PR #1118, opened 2026-09-17
Show pulling progress and load failures when creating a workflow artifact

NipunaRanasinghe:
## Purpose
Resolves wso2/product-integrator#2487

## Goals
Tell the user a package is being downloaded, reusing the status card the service artifacts (Event Integrations, connectors) already show for the same wait — and say so when it fails, instead of leaving the wait running forever.

### Success Scenario
https://github.com/user-attachments/assets/9a943d28-3173-4089-b536-2b77f4817e04

### Error Scenario
https://github.com/user-attachments/assets/b1e44da0-0fda-43fa-95bf-f3c2ce7a1a9e

**Pulling status.** A 3-second timer starts while a *new* workflow-family artifact's template is loading — Durable Workflow, Durable Agentic Workflow or Workflow Activity, the three that pull `ballerina/workflow`. A cached package resolves well inside that window, so the message only appears on a real pull. Same race as `useServiceInitModel` and `ServiceCreationView`. Once it fires, the bare ring is replaced by the download-icon status card: *"Please wait while the workflow package is being pulled..."*

The card matches `ServiceConfigureForm` (the Event Integrations card the issue points at) and `ServiceCreationView`. It deliberately does **not** match `AddConnectionWizard`/`ConnectionConfigurationPopup`, which use a column layout with a larger blue icon because they render in a ~400px side panel.

Gated on creation (`!functionName`): opening an existing workflow resolves a package the project already has, so claiming a pull there would be false.

**Failure reporting.** `getFunctionNode` had no try/catch and set `isLoading(false)` after its awaits, so a rejection — offline, unresolvable version, i.e. exactly what this PR exists for — parked the user on the loader indefinitely. It now has try/catch/finally and renders an error card with a Retry button that re-runs the load. This card is not workflow-gated: it covers every kind this form handles, so its wording names neither the template nor the package (*"Failed to load the durable workflow. Please try again."*).

**Load supersession.** If the effect re-fires while a request is in flight, a slow failure could raise the error card over an already-loaded form, or a stale success could overwrite a newer template. A `loadSeqRef` stamp — the ref equivalent of `useServiceInitModel`'s `cancelled` flag — means only the newest load writes state. Both loaders claim a sequence; the check is folded together with the file's existing `isMountedRef` convention as `isCurrentLoad(seq)`.

The edit path takes the guard only, not the error handling, to keep this off a path all seven artifact kinds use on a stabilizing release branch. **Known gap accepted in doing so:** "create-load superseded by an edit-load that then rejects" now hangs, because the create path's `finally` defers rather than unconditionally clearing `isLoading`. It needs a create→edit prop change mid-request *and* a rejection. Narrower than the case this PR addresses, but newly reachable rather than pre-existing.

**Incidental.** Dropped two dead CSS rules from the card (`DownloadIcon` renders `<svg width="24" height="24">` with `stroke` from its prop, and ui-toolkit's `Icon` renders an `<i>`, so `& > svg { font-size; color }` reached neither) and inlined a single-use constant.

Diff is 150/59, or **94/3 under `?w=1`** — most of the rest is the try block re-indenting.

No screenshot: the pulling card is an existing, already-shipped visual, and the states only reproduce against a cold Central cache or a forced failure. See Automation tests.

## UI Component Development
- [ ] Added reusable UI components to the ui-toolkit — no new component here. It reuses `DownloadIcon` and the local `StatusCard` pattern. That pattern is copy-pasted across five screens now; #1119 extracts it into a shared `PackagePullStatus` against `main`.
- [x] Use ui-toolkit components wherever possible — uses `Icon`, `Button`, `Typography` and `ThemeColors` from the ui-toolkit.
- [x] Matches with the native VSCode look and feel — the same cards the service creation paths already render.

## User stories
As an integration developer creating my first workflow in a project, I want to know the editor is downloading a package rather than hung, so I wait instead of reloading the window — and to be told when it fails, so I can retry instead of waiting on something that will never finish.

## Release note
Show the package pulling status when creating a workflow artifact for the first time, instead of a blank loading screen, and report a retryable error when the template fails to load.

## Documentation
N/A — no change to behaviour beyond progress and failure messaging on an existing screen.

## Training
N/A

## Certification
N/A — progress and error messaging, no functional or conceptual change to certify.

## Marketing
N/A

## Automation tests
- Unit tests
  > None. See below — I attempted them and reverted.
- Integration tests
  > None. Reproducing the states needs a cold Ballerina Central cache or a forced failure.

**Verified:** `tsc --noEmit -p tsconfig.spec.json` in `packages/ballerina-visualizer`, run before and after — the error set is byte-identical, the same 11 pre-existing `Type 'Timeout' is not assignable to type 'number'` errors in other files, none introduced. `jest`: 44 suites, 609 tests, all passing — though **no existing test covers this file**, so that is a guard on the rest of the package, not evidence about this change.

**Attempted and reverted:** a `createRoot` + `act` test following `AIChat/Footer/index.test.tsx`, stubbing the RPC client and driving the template promise by hand, to cover the plain loader, the pulling card at 3s, the create-only gate, the error card and Retry, and the supersession case. It doesn't run: the shared jest preset pins `jsx: 'react'`, so a component importing only hooks needs React on `globalThis`; past that, React 18's async `act` never settles under the fake timers the 3-second delay needs, and the first hang corrupts the act environment for the rest. Solvable — probably by driving the delay without faking timers — but it is real work and I did not want to hold the fix on it.

**Not verified:** I have not run the extension. Three render states have never been executed by me or by any test — the pulling card, the error card and the Retry button — nor has the supersession guard. Forcing the error state for a manual pass needs a temporary throw in `getFunctionNode`.

## Security checks
- Ran FindSecurityBugs plugin and verified report? N/A — TypeScript/React change, no Java code.

## Samples
N/A

## Related PRs
- #1119 (draft, against `main`) — extracts the duplicated pulling card into a shared `PackagePullStatus` and converts the four pre-existing copies. This PR adds a fifth copy; it should be converted when `staging/5.14.0` and `main` next cross-merge. Not folded in here because `FunctionForm` has no pulling card on `main` yet and the branches have diverged.

## Migrations (if applicable)
N/A

## Test environment
macOS 15 (Darwin 25.5.0), Node via the pnpm workspace. Typecheck and jest only — see Automation tests.

## Learning
Followed the existing pulling-status implementations in `ServiceCreationView.tsx` and `ServiceConfigureForm.tsx`, which is what the linked issue asked to reuse, and `useServiceInitModel`'s `cancelled` flag for the supersession guard.

## Summary

`FunctionForm` now shows package-pulling progress during creation of Durable Workflow, Durable Agentic Workflow, and Workflow Activity artifacts.

After three seconds of loading, the UI displays: “Please wait while the workflow package is being pulled...” Template load failures now show an error card with a Retry button.

Other artifact types retain the existing loading behavior. No new UI components or automated tests were added.


madushajg (dismissed):

NipunaRanasinghe:
Thanks — worked through all eight. Fixed 1, 2, 5 and 7 in df51c8f. Two I'd push back on.

### Fixed

**1. Failed pull left a permanent false claim.** Confirmed: `getFunctionNode` (`:292`) had no try/catch around either await, and `setIsLoading(false)` sat after them at `:357` — the only try/catch inside (`:344`) wraps the durable-agent name lookup, not `getNodeTemplate`. You're right that the card made the stuck state worse than the spinner it replaced, since it asserts something untrue. Wrapped the body in try/catch/finally and added the failure branch, mirroring `ServiceCreationView:337`: an error card reading "Failed to load the durable workflow template. Please try again." with a Retry that bumps a `loadAttempt` the load effect depends on (same pattern as `AIChatAgentWizard`).

**2. Edit path triggered it.** Confirmed — `getExistingFunctionNode` (`:361`) sets `isLoading` too. Gate is now `!functionName && (isWorkflow || isDurableAgent || isActivity)`.

**5. Both CSS rules dead.** Confirmed in the source, and it's worse than "no em units": `DownloadIcon` renders `<svg width="24" height="24">` with `stroke={color}` on the `<g>`, so neither `font-size` nor `color` reaches it — and ui-toolkit's `Icon` renders an `<i>`, not an `<svg>`, so `& > svg` never matched a font icon either. Both rules deleted. (No visual change: the icon renders at its natural 24px, which is what the dead rule was asking for.)

**7.** Inlined the constant.

### Pushing back

**6. "Icon color is `ON_SURFACE` vs `var(--vscode-progressBar-background)` at every other site; layout is row vs column."** It's two of four sites, not every other one. Scoped to each `StatusCard` block:

| Site | Layout | Icon colour |
|---|---|---|
| `AddConnectionWizard` | column, 32px | `progressBar-background` |
| `ConnectionConfigurationPopup` | column, 32px | `progressBar-background` |
| `ServiceCreationView` | row, 24px | `ON_SURFACE` |
| `ServiceConfigureForm` | row, 24px | `ON_SURFACE` |
| `FunctionForm` (this PR) | row, 24px | `ON_SURFACE` |

The two column copies are that shape because connectors render in a ~400px side panel. This copy is byte-identical to `ServiceConfigureForm` — the Event Integrations card the issue names as the reference.

That said, you caught a real error: **the PR description** claimed "the same wording and layout as `ServiceConfigureForm` and `AddConnectionWizard`", and the `AddConnectionWizard` half was wrong. Corrected.

**8. `isPullingPackage && !saving` can't occur.** The outer condition is `(isLoading || (saving && !functionName))` — an OR, so the saving branch isn't gated on `isLoading` being false. And the form renders as a sibling of the loader, independent of `isLoading`, so a submit during a re-load puts both flags up; `!saving` is what keeps "Creating…" from being overridden by the pull message. Narrow, but reachable. Happy to drop it if you'd rather — you did call it harmless.

### 3 and 4 — needs a call on sequencing

Agreed these resolve together, and rebasing onto `PackagePullStatus` beats the `LoadingRing` one-liner: it keeps the card the issue asks for *and* collapses this to ~5 lines. The blocker is base branches — this PR targets `staging/5.14.0`, #1119 targets `main`, and they've diverged (42 commits on main, 70 on staging). So one of:

1. Land this as-is for 5.14.0, convert at the next cross-merge (fifth copy exists temporarily).
2. Land the extraction on `staging/5.14.0` too, then rebase this onto it.
3. Retarget this to `main`, if the fix doesn't need to ship in 5.14.0.

Which do you want? I'd default to (1) if 5.14.0 is close, (2) otherwise.

### Still not verified

I have not run the extension — typecheck (no new errors against baseline) and jest (44 suites / 609 tests, none covering this file) only. The new error card and Retry in particular have not been seen rendered.

Also flagging one I did **not** touch, to keep this diff to the review's scope: `getExistingFunctionNode` has the identical missing-try/catch hang. It's pre-existing, and after fix 2 it no longer shows a misleading message — just the old neutral spinner. Say the word if you want it in here rather than a separate issue.

hasithaa (commented):
functionality looks good to me.

hasithaa (approved):

dulajdilshan (approved):

packages/ballerina-visualizer/src/views/BI/FunctionForm/index.tsx
madushajg, line 436: `getExistingFunctionNode` has no `try/catch/finally`, so any rejection of the `getFunctionNode` RPC call leaves `isLoading` stuck true forever, no error card (`loadError` is only ever set in the create path) and no Retry button (it only renders when `loadError && !isLoading`). This is broader than "create-load superseded by a rejecting edit-load": a single, ordinary open of the edit form for any of the seven artifact kinds whose RPC call fails for any reason (LS not ready, transient error, timeout) hangs the UI on a bare spinner with no recovery short of closing and reopening the panel - reachable via completely normal use, not just rapid double-navigation.

NipunaRanasinghe: Good catch — the behaviour you describe is real, and it's fixed in #1135 against the same `staging/5.14.0`.

One correction on scope: the hang is pre-existing, not introduced here. On the base commit `getExistingFunctionNode` already had no `try`/`catch` and already called `setIsLoading(false)` after an unguarded await, so an ordinary edit-form open whose RPC rejects hung exactly the same way before this PR. Diffing that function base→head with `-w`, everything this PR added to it is:

```diff
+ const seq = ++loadSeqRef.current;
  setIsLoading(true);
  ...
+ if (!isCurrentLoad(seq)) { return; }
  setFunctionNode(flowNode);
  setIsLoading(false);
```

One narrower case *was* newly reachable: a create-path load superseded by a rejecting edit-path load. The create path's `finally` now defers to the newer load instead of clearing `isLoading` unconditionally, and the newer load had no handler to clear it — so that interleave hangs where it previously didn't. It needs a create→edit transition mid-flight, so it's much narrower than what you describe, but it's ours.

For context on why the asymmetry was there at all: an earlier revision of this PR did give the edit path full `try`/`catch`/`finally`. I pulled it back to keep the edit path — which every artifact kind goes through — out of scope on a stabilizing branch. Your comment is a fair argument that that was the wrong trade, and #1135 puts it back.

#1135 gives `getExistingFunctionNode` the same `try`/`catch`/`finally` with `isCurrentLoad(seq)` guards on all three state writes, reusing the existing error card and Retry. No new state, no rendering change, and the package-pulling status stays create-only. Both cases above are covered.

Raising the pre-existing/new distinction only so the history reads right — your finding stands either way, and it's why the edit path has any handling now.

───

WHAT THE EXERCISE ASKS: In the listing above, locate the line containing "### Still not verified" and the line containing "I have not run the extension —". Extract those two lines and every line between them, exactly as written, and only those.

SOLVED EXERCISE:
### Still not verified

I have not run the extension — typecheck (no new errors against baseline) and jest (44 suites / 609 tests, none covering this file) only. The new error card and Retry in particular have not been seen rendered.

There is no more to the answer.